Chemotherapy has been a somewhat effective therapy, but the side effects of chemotherapy are

often too much to bear, loss of hair, loss of appetite, severe nausea, and lack of energy all

contribute to a lower quality of life.

In order for the scientist to be able to design targeted therapies with much less side effect

and higher rate of success in curing or managing the disease they need be able to have access to

the cancer cells in the early stages of the disease. They need to be able to study the cell and its

genomic makeup.

The objective of this research is to find a more effective and accurate way of screening for

cancer cells, isolating and collecting them. Through the design of microfluidic devices, one can

hope to be able to detect the circulating tumor cells in the blood, trap them and separate them

from the other contents of blood for study.

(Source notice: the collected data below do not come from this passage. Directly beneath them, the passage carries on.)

PR #3983, opened 2020-02-25
quiesce the console-server if there are no logged on users

k-wall:
### Type of change

- Enhancement / new feature

### Description

If the console-server has no logged on user, it should be a quiesced state and not be pulling data from kubernetes or the agents.

### Checklist

- [ ] Update documentation
- [ ] Update CHANGELOG.md

### DIFF
--- a/cmd/console-server/main.go
+++ b/cmd/console-server/main.go
@@ -6,30 +6,22 @@
 package main
 
 import (
-	"bytes"
 	"context"
-	"crypto/sha256"
 	"flag"
 	"github.com/99designs/gqlgen/graphql"
 	"github.com/99designs/gqlgen/handler"
-	"github.com/alexedwards/scs/v2"
 	adminv1beta2 "github.com/enmasseproject/enmasse/pkg/client/clientset/versioned/typed/admin/v1beta2"
 	enmassev1beta1 "github.com/enmasseproject/enmasse/pkg/client/clientset/versioned/typed/enmasse/v1beta1"
-	"github.com/enmasseproject/enmasse/pkg/consolegraphql/accesscontroller"
 	"github.com/enmasseproject/enmasse/pkg/consolegraphql/cache"
 	"github.com/enmasseproject/enmasse/pkg/consolegraphql/metric"
 	"github.com/enmasseproject/enmasse/pkg/consolegraphql/resolvers"
 	"github.com/enmasseproject/enmasse/pkg/consolegraphql/server"
 	"github.com/enmasseproject/enmasse/pkg/consolegraphql/watchers"
 	"github.com/enmasseproject/enmasse/pkg/util"
-	user "github.com/openshift/client-go/user/clientset/versioned/typed/user/v1"
 	"github.com/prometheus/client_golang/prometheus"
 	"github.com/prometheus/client_golang/prometheus/promhttp"
 	"github.com/vektah/gqlparser/gqlerror"
-	metav1 "k8s.io/apimachinery/pkg/apis/meta/v1"
-	"k8s.io/client-go/kubernetes"
 	"k8s.io/client-go/tools/clientcmd"
-	"k8s.io/client-go/tools/clientcmd/api"
 	"log"
 	"net/http"
 	"time"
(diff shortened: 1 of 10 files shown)


k-wall:
I introduced a watcher manager that has responsibility for controlling all of the watchers as a group.   The watcher manager is plugged into session's store and responds to sessionPresent and noSessionsPresent signals.   These signals cause the watcher manager to begin/end watching as appropriate.

Unfortunately there was no extension point in `scs.SessionManager` that allows you to determine how many sessions exist.   My solution to this was to exploit its store plugability.  I've cloned their original memstore implementation and add a thread-safe listener.  It is this that is wired up back to the manager.   (memstore.go credits the original author and maintains the original MIT license).

When the first session connects, the manager will begin the watching.  It is therefore likely that the console UI will first see an empty result set, however, by the time it polls again, it is likely that the cache will be populated.

k-wall:

pkg/consolegraphql/server/session.go
```diff
@@ -0,0 +1,57 @@
...
+type sessionCountingListener struct {
+	sessionCount      int32
+	sessionPresent    func()
+	noSessionsPresent func()
+	metric            prometheus.Gauge
+}
+
+func (l *sessionCountingListener) Added(string) {
+	curr := atomic.AddInt32(&l.sessionCount, 1)
+	if curr == 1 {
```
lulf: Is the assumption that Added is called only once for a session? If not, why is sessionPresent() only called if == 1 and not >= 1? Maybe add some comment to clarify how this works.

pkg/consolegraphql/server/session/memstore.go
```diff
@@ -0,0 +1,176 @@
...
+ * THE SOFTWARE IS PROVIDED "AS IS", WITHOUT WARRANTY OF ANY KIND, EXPRESS OR
+ * IMPLIED, INCLUDING BUT NOT LIMITED TO THE WARRANTIES OF MERCHANTABILITY,
+ * FITNESS FOR A PARTICULAR PURPOSE AND NONINFRINGEMENT. IN NO EVENT SHALL THE
+ * AUTHORS OR COPYRIGHT HOLDERS BE LIABLE FOR ANY CLAIM, DAMAGES OR OTHER
+ * LIABILITY, WHETHER IN AN ACTION OF CONTRACT, TORT OR OTHERWISE, ARISING FROM,
+ * OUT OF OR IN CONNECTION WITH THE SOFTWARE OR THE USE OR OTHER DEALINGS IN THE
+ * SOFTWARE.
+ */
+
+/* Copy of https://github.com/alexedwards/scs/tree/master/memstore with the additional of Listener */
```
lulf: What is the reason to copy this into the tree instead of adding a dependency on it?

k-wall: I mentioned that in my comment [above](https://github.com/EnMasseProject/enmasse/pull/3983#issuecomment-590954282).  The provided memstore is not listenable, and there was no reasonable way to add it without cloning the code.  I did consider adaption, but that would not work for sessions that are expired by the store itself.

pkg/consolegraphql/server/session.go
k-wall: `Added` is called each time a new session is started.  `Removed` is called each time a session is removed (or is expired).   The watcher manager needs to be notified when the session store transitions from having no sessions to having the first, and the reverse, from having one to having none so that it can begin and end the watchers.    At the moment the watcher manager is not idempotent, so it is important that the begin and end messages are received exactly once.  To achieve this I used to atomic int in the sessions listeners and trigger when the atomic ints value becomes 0 or 1 accordingly.

lulf: Thanks for the explanation! Maybe put it into a comment?

k-wall: May be making watcher matcher idempotent would make the code clearer and address your comment?

k-wall:

k-wall:

cmd/console-server/main.go
```diff
@@ -340,7 +131,11 @@ http://localhost:` + port + `/graphql
 		Name: "console_query_error_total",
 		Help: "Number of queries that have ended in error",
 	}, []string{"operationName"})
-	prometheus.MustRegister(queryTimeMetric, queryErrorCountMetric)
+	sessionCountMetric := prometheus.NewGauge(prometheus.GaugeOpts{
+		Name: "console_active_session_count",
```
lulf: Should probably be console_active_session_total   (ref https://prometheus.io/docs/practices/naming/)

k-wall:
```suggestion
		Name: "console_active_session_total",
```

PR #3993, opened 2020-02-26
Increase selenium pod memory

kornys:


kornys:
@enmasse-ci run tests profile=systemtests testcase=web.** crc test_only

PR #3994, opened 2020-02-26
add padding in bottom of table to avoid scrolling for kebab

drcoolsanjeev:
### Type of change

- Bugfix
### Description
- FIX - list page row kebab menu not fully visible


k-wall:
Tested manually in Firefox and Chrome on the Mac. The kebab menus on the rows are much more usable.  Thanks @drcoolsanjeev

PR #3997, opened 2020-02-26
Handle kubernetes exceptions gracefully

lulf:
Adds a pause if the resync fails with a kubernetes client exception. This will prevent a lot of logging during shutdown where CRDs are deleted before the controllers.


lulf:

lulf:

PR #4011, opened 2020-02-28
fix-issue delete space modal doesn't pop down

drcoolsanjeev:
### Type of change

- Bugfix

### Description
- FIx - delete address space space dialogue doesn't pop down


k-wall:
LGTM

PR #4015, opened 2020-02-28
Change network error message

anukritijha:
### Type of change

- Bugfix

### Description

This PR changes the alert message in case of network errors and also changes the 'Take me Home' label to 'Sign in'.


k-wall:
I think it would be better to special case 403 errors and display an error message like "Your authenticated session has expired. Please login again".     For other server errors, the behaviour you had before was fine.  Some server errors (such as a server being restarted) will be transient and the user won't need to login again.

anukritijha:
@k-wall Raised a new PR, which addresses your comments, hence closing this one.
https://github.com/EnMasseProject/enmasse/pull/4028

PR #4017, opened 2020-02-28
add top 10 records in dropdown if more than 100 records are present

drcoolsanjeev:
### Type of change

- Bugfix
- Enhancement / new feature
### Description
- fix - Typeahead filter - gives misleading information
- show the first 10 results in dropdown with an indication that there are more available


kornys:
@enmasse-ci run tests testcase=FirefoxConsoleTest

console/console-init/ui/src/pages/AddressSpaceDetail/AddressList/AddressListFilter.tsx
```diff
@@ -156,11 +167,21 @@ export const AddressListFilter: React.FunctionComponent<IAddressListFilterProps>
...
     ) {
       //To display dropdown if fetched records are less than 100 in count.
-      if (response.data.addresses.total > 100) {
-        setNameOptions([]);
+      if (
+        response.data.addresses.total >
+        MAX_ITEM_TO_DISPLAY_IN_TYPEAHEAD_DROPDOWN
+      ) {
+        let list = [];
+        for (let i = 0; i < 10; i++) {
```
anukritijha: I think it's better to store 10 in a const variable in a global file and import it from there, as it's being used in multiple files.

anukritijha: Also, this logic here is repetitive and we can have a common function which just accepts a list of records and push the 10 records in an array

drcoolsanjeev:
@enmasse-ci run tests testcase=FirefoxConsoleTest

drcoolsanjeev:
@enmasse-ci run tests profile=shared testcase=web.**

PR #4026, opened 2020-03-02
systemtests disable dns caching

famartinrh:


famartinrh:
@enmasse-ci run tests profile=acceptance ocp4 test_only

famartinrh:
@enmasse-ci run tests profile=acceptance ocp4 test_only

famartinrh:
@enmasse-ci run tests profile=acceptance ocp4 test_only

systemtests/src/main/java/io/enmasse/systemtest/listener/JunitExecutionListener.java
```diff
@@ -24,6 +24,7 @@
 
     @Override
     public void testPlanExecutionStarted(TestPlan testPlan) {
+        java.security.Security.setProperty("networkaddress.cache.ttl" , "0");
```
k-wall: @famartinrh I'm not certain setting this here will be effective?  (Did you somehow test to make sure here is good?)   I think need to make sure it is set before any networking has occurred.  It might be safer to the system property sun.net.inetaddr.ttl (perhaps in Maven)

https://stackoverflow.com/questions/1256556/how-to-make-java-honor-the-dns-caching-timeout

The ultimate objective of this project is to design and fabricate a device capable of using

Dielectophoresis to separate cancer cells from blood cells accurately. The design of the

Microfluidic devices is done using the software SolidWorks, the simulation is ran using the

software COMSOL, and the fabrication is done in the lab using photolithography. However due

to the time constraints and not having the required trainings or certificates for handling live cells

and blood specimens this project was not tested with cancer cells.